**Required work**. Below are some entries. Copy each line that holds the string "crack".

(Saved data entries)
===
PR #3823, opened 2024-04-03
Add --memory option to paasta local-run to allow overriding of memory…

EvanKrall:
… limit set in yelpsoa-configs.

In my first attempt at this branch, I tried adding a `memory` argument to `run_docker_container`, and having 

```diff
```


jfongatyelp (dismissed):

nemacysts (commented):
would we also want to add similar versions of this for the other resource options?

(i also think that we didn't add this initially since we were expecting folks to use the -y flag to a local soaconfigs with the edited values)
===
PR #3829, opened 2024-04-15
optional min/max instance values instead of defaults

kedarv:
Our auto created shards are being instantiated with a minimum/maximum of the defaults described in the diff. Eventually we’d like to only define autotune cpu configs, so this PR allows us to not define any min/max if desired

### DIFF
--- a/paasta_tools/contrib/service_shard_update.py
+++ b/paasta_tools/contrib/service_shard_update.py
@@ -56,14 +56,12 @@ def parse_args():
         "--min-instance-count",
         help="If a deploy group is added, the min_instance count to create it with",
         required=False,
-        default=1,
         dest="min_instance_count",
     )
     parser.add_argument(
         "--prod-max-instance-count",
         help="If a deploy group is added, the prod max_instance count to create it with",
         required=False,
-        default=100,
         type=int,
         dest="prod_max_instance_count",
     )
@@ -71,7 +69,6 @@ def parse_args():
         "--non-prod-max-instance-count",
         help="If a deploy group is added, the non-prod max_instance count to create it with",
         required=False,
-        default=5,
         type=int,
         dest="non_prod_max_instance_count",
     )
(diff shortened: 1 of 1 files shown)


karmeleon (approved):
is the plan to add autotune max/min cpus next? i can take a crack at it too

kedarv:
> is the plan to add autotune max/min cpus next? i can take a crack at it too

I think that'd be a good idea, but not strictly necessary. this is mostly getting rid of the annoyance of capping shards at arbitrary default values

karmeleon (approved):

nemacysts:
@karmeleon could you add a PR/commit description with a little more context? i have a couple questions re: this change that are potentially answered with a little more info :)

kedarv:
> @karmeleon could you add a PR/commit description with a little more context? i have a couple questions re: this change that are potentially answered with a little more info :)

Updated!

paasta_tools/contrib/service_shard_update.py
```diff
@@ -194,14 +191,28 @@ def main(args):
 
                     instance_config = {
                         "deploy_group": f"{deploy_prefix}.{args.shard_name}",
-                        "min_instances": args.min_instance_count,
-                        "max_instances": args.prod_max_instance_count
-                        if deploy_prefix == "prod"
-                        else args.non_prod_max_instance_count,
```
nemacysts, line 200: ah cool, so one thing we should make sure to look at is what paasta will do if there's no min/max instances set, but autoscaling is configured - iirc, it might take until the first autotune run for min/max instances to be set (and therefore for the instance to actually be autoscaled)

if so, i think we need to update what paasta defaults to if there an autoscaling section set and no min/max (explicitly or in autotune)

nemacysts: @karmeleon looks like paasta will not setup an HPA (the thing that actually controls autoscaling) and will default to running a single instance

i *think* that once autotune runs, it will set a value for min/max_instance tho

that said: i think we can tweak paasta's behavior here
===
**Written answer**.
is the plan to add autotune max/min cpus next? i can take a crack at it too
> is the plan to add autotune max/min cpus next? i can take a crack at it too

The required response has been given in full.